Exercise description — Should a line in the entries below contain "multiple", return that line.

Extracted entries —
PR #184, opened 2019-05-04
Introduce lazy tasks except for ktlint

tasomaniac:
Finally finished with lazy tasks except for ktlint. 

Ktlint is more challenging since we support multiple versions. That's why we need to resolve tasks to identify. 

For Checkstyle, PMD and Findbugs, I've changed `CodeQualityConfigurator` a lot. How we configure tasks is completely redesigned. 
- Now we create `collectViolations` tasks per sourceSet
- Then `collectViolationsVariant` as a meta task to trigger others. This one is also used for variantFilter.

Android Lint was easier. Just used `register` instead of `maybeCreate`. But I had to hold on a flag to make sure that the task is created only once. There is no equivalent `maybeRegister` in Gradle.

 Detekt is also similar. But now, I've realized that we don't support configuring multiple times. I will do a follow-up to support that.

| without anything | with Checkstyle, Pmd, Findbugs, Lint |
| -- | --- |
| image | image |

Notice that the number of tasks configured is the same (only 23)

### DIFF
--- a/plugin/src/main/groovy/com/novoda/staticanalysis/internal/CodeQualityConfigurator.groovy
+++ b/plugin/src/main/groovy/com/novoda/staticanalysis/internal/CodeQualityConfigurator.groovy
@@ -62,7 +62,7 @@ abstract class CodeQualityConfigurator<T extends SourceTask & VerificationTask, 
         }
     }
 
-    def configureAndroidWithVariants(DomainObjectSet variants) {
+    protected void configureAndroidWithVariants(DomainObjectSet variants) {
         project.android.sourceSets.all { sourceSet ->
             createToolTaskForAndroid(sourceSet)
             createCollectViolations(getToolTaskNameFor(sourceSet), violations)
@@ -72,7 +72,7 @@ abstract class CodeQualityConfigurator<T extends SourceTask & VerificationTask, 
         variantFilter.filteredUnitTestVariants.all { configureVariant(it) }
     }
 
-    protected configureVariant(variant) {
+    protected void configureVariant(variant) {
         def collectViolations = createVariantMetaTask(variant)
         evaluateViolations.dependsOn collectViolations
     }
@@ -104,9 +104,9 @@ abstract class CodeQualityConfigurator<T extends SourceTask & VerificationTask, 
         }
     }
 
-    private static def javaCompile(variant) {
+    protected static def javaCompile(variant) {
         if (variant.hasProperty('javaCompileProvider')) {
-            variant.javaCompileProvider
+            variant.javaCompileProvider.get()
         } else {
             variant.javaCompile
         }
--- a/plugin/src/main/groovy/com/novoda/staticanalysis/internal/CodeQualityConfigurator.groovy
+++ b/plugin/src/main/groovy/com/novoda/staticanalysis/internal/CodeQualityConfigurator.groovy
@@ -99,9 +99,11 @@ abstract class CodeQualityConfigurator<T extends SourceTask & VerificationTask, 
 
     protected abstract String getToolName()
 
-    protected Object getToolPlugin() {
+    protected def getToolPlugin() {
         toolName
     }
+
+    protected abstract Class<T> getTaskClass()
 
     protected abstract Class<E> getExtensionClass()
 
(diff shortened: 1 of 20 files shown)


tasomaniac:
Guess running too many PRs ws too much for the machine. Gradle daemon disappeared. Can someone retry the task please?

plugin/src/main/groovy/com/novoda/staticanalysis/internal/CodeQualityConfigurator.groovy
```diff
@@ -78,17 +111,29 @@ abstract class CodeQualityConfigurator<T extends SourceTask, E extends CodeQuali
...
+        "$toolName${sourceSet.name.capitalize()}"
+    }
+
     protected abstract Class<T> getTaskClass()
 
-    protected abstract void configureReportEvaluation(T task, Violations violations)
+    protected abstract void createToolTaskForAndroid(sourceSet)
+
+    protected void configureToolTask(T task) {
+        sourceFilter.applyTo(task)
```
tasomaniac: Collected all common functionality here. It is automatically applied to all tool tasks thanks to `configureEach` in line 53 above.

plugin/src/main/groovy/com/novoda/staticanalysis/internal/CodeQualityConfigurator.groovy
```diff
@@ -78,17 +111,29 @@ abstract class CodeQualityConfigurator<T extends SourceTask, E extends CodeQuali
...
-            task.exclude '**/*.kt'
+    protected static def javaCompile(variant) {
+        if (variant.hasProperty('javaCompileProvider')) {
+            variant.javaCompileProvider.get()
+        } else {
+            variant.javaCompile
         }
     }
 
+    protected final String getToolTaskNameFor(sourceSet) {
```
mr-archano: _technically_ this isn't always a sourceset right? maybe we can just called it `named`?

plugin/src/main/groovy/com/novoda/staticanalysis/internal/TasksCompat.groovy
```diff
@@ -0,0 +1,37 @@
...
+
+import org.gradle.api.Action
+import org.gradle.api.Project
+import org.gradle.api.Task
+import org.gradle.api.tasks.TaskCollection
+import org.gradle.util.GradleVersion
+
+class TasksCompat {
+
+    private static boolean IS_GRADLE_MIN_49 = GradleVersion.current() >= GradleVersion.version("4.9")
```
mr-archano: `nit:` I'd prefer `'` over `"` 💃

plugin/src/main/groovy/com/novoda/staticanalysis/internal/CodeQualityConfigurator.groovy
```diff
@@ -78,17 +111,29 @@ abstract class CodeQualityConfigurator<T extends SourceTask, E extends CodeQuali
...
+
     protected abstract Class<T> getTaskClass()
 
-    protected abstract void configureReportEvaluation(T task, Violations violations)
+    protected abstract void createToolTaskForAndroid(sourceSet)
+
+    protected void configureToolTask(T task) {
+        sourceFilter.applyTo(task)
+        task.group = 'verification'
+        task.exclude '**/*.kt'
```
mr-archano: is this ok because this configurator is bound to `SourceTask` & `CodeQualityExtension`?

plugin/src/main/groovy/com/novoda/staticanalysis/internal/CodeQualityConfigurator.groovy
tasomaniac: Soooo, this was actually only for `sourceSet`. Then I realized that `FindBugs` needs to be configured per variant because it needs `javaCompile` task. I will go over and make sure that naming is consistent.

plugin/src/main/groovy/com/novoda/staticanalysis/internal/CodeQualityConfigurator.groovy
tasomaniac: Yes, here `exclude` method comes from `SourceTask`.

Answer box —
Ktlint is more challenging since we support multiple versions. That's why we need to resolve tasks to identify. 
 Detekt is also similar. But now, I've realized that we don't support configuring multiple times. I will do a follow-up to support that.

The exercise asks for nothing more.